The Verkhovna Rada, Ukraine’s national parliament, will continue to serve as a serious check on presidential power. Poroshenko’s party, Solidarity, is in a minority governing coalition of which the other party and many individual MPs seem reluctant to be a part, and it is unlikely that Solidarity will expand its seat share in the parliamentary elections in October. Zelenskyi and his team have only recently founded their political party, People’s Servant, named after their hit sitcom, with the goal to participate in the upcoming parliamentary election. After the election, the People’s Servant faction will be just one of a range of factions in the Parliament, with which the party would have to form a coalition.
The President of Ukraine is also checked by the international community and a strong civil society. Since the Euromaidan Revolution, the government has been more susceptible to pressure from civil society. Ukrainian civil society actors engage in advocacy in conjunction with international partners and in this way sometimes have considerable influence over legislation and policies. The Ukrainian government depends on the trust of international financial institutions and the political support of foreign governments. In recent years, Ukraine’s international partners have at times played a crucial role in persuading the government to adopt or implement reforms, including most notably in the area of anti-corruption.
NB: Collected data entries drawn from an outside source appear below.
PR #4134, opened 2022-06-22
Set the default root volume size according to AMIs being used

hanwen-pcluste:
1. Set the default root volume sizes of all nodes to the size of snapshot in the AMI used for each node respectively. The old behavior was to have a constant 35GB default
2. Users can overwrite the defaults by the `Size` parameter under `RootVolume`
3. Add a validator to make sure the `Size` specified by the user is equal or greater than the size of the snapshot in the AMI. The old validator to make sure the `Size` is greater than 35GB is removed.
4. Refactor the code by creating a common class between Slurm and Scheduler Plugin config to reduce code replication.

For example:
```
Region: us-east-1
Image:
  Os: alinux2
HeadNode:
  ...
Scheduling:
  Scheduler: slurm
  SlurmQueues:
  - Name: queue1
    ...
  - Name: queue2
    Image:
      CustomAmi: ami-00f25fb4d0adb70a5
    ...
```
where `ami-00f25fb4d0adb70a5` is a deep learning AMI. The head node and compute nodes in queue1 will have 35GB of root volume, the size of official ParallelCluster AMI. The compute nodes in queue2 will have 167GB of root volume, the size of deep learning AMI

### Description of changes

### Tests
* Added a unit test to test validator
* I didn't add any integration tests. Existing integration tests are running
* Manually tested the default volume size behaves as expected

### Checklist


cli/src/pcluster/validators/cluster_validators.py
```diff
@@ -1078,6 +1078,20 @@ def _test_compute_resource(
...
 
+class RootVolumeSizeValidator(Validator):
+    """Verify the root volume size is equal or greater to the size of the snapshot of the AMI."""
+
+    def _validate(self, root_volume_size, ami_id):
+        if root_volume_size:
+            ami_volume_size = AWSApi.instance().ec2.describe_image(ami_id).volume_size
+            if root_volume_size < ami_volume_size:
+                self._add_failure(
+                    f"Root volume size {root_volume_size} GB must be equal or greater than the volume size of "
```
enrico-usai: should be GiB not GB

cli/src/pcluster/validators/ebs_validators.py
```diff
@@ -45,18 +45,19 @@ class EbsVolumeTypeSizeValidator(Validator):
...
-                self._add_failure(
-                    f"The size of {volume_type} volumes can not exceed {max_size} GiB.",
-                    FailureLevel.ERROR,
-                )
-            elif volume_size < min_size:
-                self._add_failure(
-                    f"The size of {volume_type} volumes must be at least {min_size} GiB.",
-                    FailureLevel.ERROR,
-                )
+        if volume_size is not None:
```
enrico-usai: you can compact the two ifs.

```python
if volume_size is not None and volume_type in ..:
```

cli/src/pcluster/config/cluster_config.py
```diff
@@ -218,9 +219,9 @@ def __init__(self, mount_dir: str = None):
 class LocalStorage(Resource):
     """Represent the entire node storage configuration."""
 
-    def __init__(self, root_volume: Ebs = None, ephemeral_volume: EphemeralVolume = None, **kwargs):
+    def __init__(self, root_volume: RootVolume = None, ephemeral_volume: EphemeralVolume = None, **kwargs):
```
gmarciani, line 222: Why not using `RootVolume(implied=True)` as the default value for `root_volume`, instead of `None`?
Asking because, according to line 224 it seems that this is the desired behaviour.

cli/src/pcluster/config/cluster_config.py
```diff
@@ -248,6 +250,7 @@ def __init__(
         **kwargs,
     ):
         super().__init__(**kwargs)
+        self.size = Resource.init_param(size, default=EBS_VOLUME_SIZE_DEFAULT)
```
gmarciani, line 253: Here we re using 35Gb as the root volume default size.
According to the PR description, it seems that we want to use the AMI snapshot size as default size.
Maybe I'm missing something, but the risk here is: if the customer does not specify the root volume size, it will fall back to 35Gb and the validators we are introducing may fail, whereas the customer expects it to succeed when leaving default values.
May you please explain?

cli/src/pcluster/config/cluster_config.py
```diff
@@ -1173,6 +1176,15 @@ def _register_validators(self):
         if self.custom_s3_bucket:
             self._register_validator(S3BucketValidator, bucket=self.custom_s3_bucket)
             self._register_validator(S3BucketRegionValidator, bucket=self.custom_s3_bucket, region=self.region)
+        self._register_validator(SchedulerOsValidator, scheduler=self.scheduling.scheduler, os=self.image.os)
+        self._register_validator(
+            HeadNodeImdsValidator, imds_secured=self.head_node.imds.secured, scheduler=self.scheduling.scheduler
+        )
```
gmarciani, line 1182: How are these validators related to the goal of this PR?
I was expecting to see only changes related to root volume, not to OS or IMDs.
May you please explain?

cli/src/pcluster/config/cluster_config.py
```diff
@@ -2192,7 +2200,48 @@ def _register_validators(self):
             )
 
 
-class SchedulerPluginClusterConfig(BaseClusterConfig):
+class CommonSlurmAndSchedulerPluginClusterConfig(BaseClusterConfig):
```
gmarciani: I got your point here and that's fine. Nevertheless I'd like to share with you some points.

1. The goal of this PR is about root volume default size, so it's always better to not mix up general/broader refactoring with feature core code changes. Better to split core changes and broader refactoring in distinct PRs to speed up iterations on the code.
2. It's not a good practice to name a class with a name that is defined by the name of the classes that will use it. If we end up doing it, sometimes it may be the signal of something wrong in the class/interface design. The name of a class should be defined by the class's responsibilities, not by the external classes that will make use of them. For instance: if a class is used by X and Y and we name it `CommonUsedByXAndY`, what if a new class Z will then need to make us of it too? We should end up renaming the class as `CommonUsedByXAndYAndZ` which is not good. In this specific case, it looks to me that the responsibility of this class is to define validators for scheduling queues, so the name could be `BaseSchedulingQueuesConfig`.

cli/src/pcluster/validators/ebs_validators.py
```diff
@@ -45,18 +45,19 @@ class EbsVolumeTypeSizeValidator(Validator):
...
+            if volume_type in EBS_VOLUME_TYPE_TO_VOLUME_SIZE_BOUNDS:
+                min_size, max_size = EBS_VOLUME_TYPE_TO_VOLUME_SIZE_BOUNDS.get(volume_type)
+                if volume_size > max_size:
+                    self._add_failure(
+                        f"The size of {volume_type} volumes can not exceed {max_size} GiB.",
+                        FailureLevel.ERROR,
+                    )
+                elif volume_size < min_size:
+                    self._add_failure(
+                        f"The size of {volume_type} volumes must be at least {min_size} GiB.",
```
gmarciani, line 58: Type: `GiB` => `GB`

cli/src/pcluster/config/cluster_config.py
enrico-usai: I think this name is not a good choice because we're adding the information about the classes that are inheriting it.

We can call it `CommonSchedulerClusterConfig` or `OnPremSchedulerClusterConfig` (if you want to highlight this is not for Batch) or something else.

cli/tests/pcluster/validators/test_cluster_validators.py
```diff
@@ -1137,3 +1138,25 @@ def test_mixed_security_group_overwrite_validator(head_node_security_groups, que
     )
     expected_message = "make sure.*cluster nodes are reachable" if expect_warning else None
     assert_failure_messages(actual_failures, expected_message)
+
+
+@pytest.mark.parametrize(
+    "root_volume_size, expected_message, ami_size",
```
gmarciani: Minor: I think is better to put parameters in the following order: inputs followe by the expected outcome.
So, in this case: `root_volume_size, ami_size, expected_message`

cli/src/pcluster/config/cluster_config.py
```diff
@@ -1173,6 +1176,15 @@ def _register_validators(self):
         if self.custom_s3_bucket:
             self._register_validator(S3BucketValidator, bucket=self.custom_s3_bucket)
             self._register_validator(S3BucketRegionValidator, bucket=self.custom_s3_bucket, region=self.region)
+        self._register_validator(SchedulerOsValidator, scheduler=self.scheduling.scheduler, os=self.image.os)
+        self._register_validator(
+            HeadNodeImdsValidator, imds_secured=self.head_node.imds.secured, scheduler=self.scheduling.scheduler
```
enrico-usai, line 1181: When doing this kind of refactoring it's better to split the refactoring change from the new feature in two different commits.

cli/tests/pcluster/validators/test_cluster_validators.py
```diff
@@ -1137,3 +1138,25 @@ def test_mixed_security_group_overwrite_validator(head_node_security_groups, que
...
+    [
+        (65, None, 50),
+        (25, None, 8),
+        (
+            25,
+            "Root volume size 25 GB must be equal or greater than .* 50 GB.",
```
gmarciani: Better to put `the volume size of the AMI .* 50GB.` because the portion to wildcard is only the AMI ID.

cli/tests/pcluster/validators/test_cluster_validators.py
```diff
@@ -1137,3 +1138,25 @@ def test_mixed_security_group_overwrite_validator(head_node_security_groups, que
     )
     expected_message = "make sure.*cluster nodes are reachable" if expect_warning else None
     assert_failure_messages(actual_failures, expected_message)
+
+
+@pytest.mark.parametrize(
+    "root_volume_size, expected_message, ami_size",
+    [
+        (65, None, 50),
+        (25, None, 8),
```
gmarciani: Why should we test `root_volume_size=25,ami_size=8` if we already have `root_volume_size=65,ami_size=50`?

cli/src/pcluster/config/cluster_config.py
```diff
@@ -191,8 +191,9 @@ def _register_validators(self):
 class RootVolume(Ebs):
     """Represent the root volume configuration."""
 
-    def __init__(self, delete_on_termination: bool = None, **kwargs):
+    def __init__(self, size: int = None, delete_on_termination: bool = None, **kwargs):
         super().__init__(**kwargs)
+        self.size = Resource.init_param(size)
```
enrico-usai, line 196: Why did you remove the default size from EBS and so from the RootVolume?

cli/tests/pcluster/validators/test_cluster_validators.py
```diff
@@ -1137,3 +1138,25 @@ def test_mixed_security_group_overwrite_validator(head_node_security_groups, que
...
+    ],
+)
+def test_root_volume_size_validator(mocker, root_volume_size, expected_message, ami_size):
+    mock_aws_api(mocker)
+    mocker.patch(
+        "pcluster.aws.ec2.Ec2Client.describe_image",
+        return_value=ImageInfo({"BlockDeviceMappings": [{"Ebs": {"VolumeSize": ami_size}}]}),
+    )
+    actual_failures = RootVolumeSizeValidator().execute(root_volume_size, "ami-123456789a8a37250")
+    assert_failure_messages(actual_failures, expected_message)
```
gmarciani, line 1161: We are testing the failure messages, but we are not testing the failure type (ERROR vs WARNING).
I know that it the majority of our tests we do not cover it, but I think it's good to.
Let's consider this as an improvement out of scope for this PR, but let's be sure to track t.

cli/src/pcluster/config/cluster_config.py
```diff
@@ -1555,10 +1567,6 @@ def __init__(self, cluster_name: str, scheduling: AwsBatchScheduling, **kwargs):
     def _register_validators(self):
         super()._register_validators()
         self._register_validator(AwsBatchRegionValidator, region=self.region)
```
enrico-usai, line 1569: This kind of change of moving `SchedulerOsValidator` and `HeadNodeImdsValidator` from AwsBatchClusterConfig to BaseClusterConfig should stay in a separate commit.

cli/src/pcluster/validators/cluster_validators.py
enrico-usai, line 1089: Should be GiB not GB

cli/tests/pcluster/validators/test_cluster_validators.py
enrico-usai: nit: I think it's more readable to have as first parameters our "variables" so root_volume_size and ami_size and as third parameter the value we're checking (expected_message).

cli/src/pcluster/validators/ebs_validators.py
enrico-usai: You change the logic of this EbsVolumeTypeSizeValidator, can you add a test case for volume_size set to None?

cli/src/pcluster/config/cluster_config.py
hanwen-pcluste: Because the instance root volume will be created with the size of AMI automatically. It is a EC2 default. We don't need to specify the root volume size in our code

cli/src/pcluster/config/cluster_config.py
hanwen-pcluste: [Not valid anymore] Good question. I didn't think about it. Our code has this style. Can we keep it to be aligned within our code?

After a deeper look, we have to use the current approach, because whatever default set in the parameter will be overwritten by the `None` passed from cluster_schema

cli/src/pcluster/config/cluster_config.py
hanwen-pcluste: This class is for the shared EBS, not the root volume. We have to give shared EBS a default size. Otherwise it will be a breaking change

cli/src/pcluster/config/cluster_config.py
hanwen-pcluste: It is a refactor. When I added RootVolumeSizeValidator, I noticed I had to add it in two places. So I did the refactor

cli/src/pcluster/config/cluster_config.py
hanwen-pcluste: Thanks for the suggestion.

I split the PR in to two commits

cli/src/pcluster/validators/ebs_validators.py
hanwen-pcluste: Done

hanwen-pcluste: Done

cli/tests/pcluster/validators/test_cluster_validators.py
hanwen-pcluste: Done

hanwen-pcluste: Done

cli/tests/pcluster/validators/test_cluster_validators.py
hanwen-pcluste: I removed one of them

cli/tests/pcluster/validators/test_cluster_validators.py
hanwen-pcluste: Using regex makes the test less likely to break if we make some minor change to the error message

cli/src/pcluster/validators/cluster_validators.py

cli/src/pcluster/config/cluster_config.py
hanwen-pcluste: I split the PR in to two commits

cli/src/pcluster/config/cluster_config.py
hanwen-pcluste: I split the PR in to two commits

cli/src/pcluster/config/cluster_config.py
hanwen-pcluste: I split the PR in to two commits

gmarciani: Thanks

cli/src/pcluster/validators/cluster_validators.py
```diff
@@ -1078,6 +1078,20 @@ def _test_compute_resource(
...
+class RootVolumeSizeValidator(Validator):
+    """Verify the root volume size is equal or greater to the size of the snapshot of the AMI."""
+
+    def _validate(self, root_volume_size, ami_id):
+        if root_volume_size:
+            ami_volume_size = AWSApi.instance().ec2.describe_image(ami_id).volume_size
+            if root_volume_size < ami_volume_size:
+                self._add_failure(
+                    f"Root volume size {root_volume_size} GiB must be equal or greater than the volume size of "
+                    f"the AMI {ami_id}: {ami_volume_size} GiB. ",
```
enrico-usai: minor: trailing whitespace

gmarciani (dismissed):

enrico-usai (approved):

Whoever is the President of Ukraine in the coming years will not be able to escape external pressure.
In pointing out that Ukraine may very well elect a comedian with no political experience as its next President, media reports about the election have insinuated that the country’s democracy is feckless and immature. The importance of social media in elections and the sudden rise of a political outsider, however, are common for many democracies today, including in Europe. The real takeaway from the first round of the election is that it has been more open and fair than any previous election in the country, strengthening Ukraine’s status as a European democracy.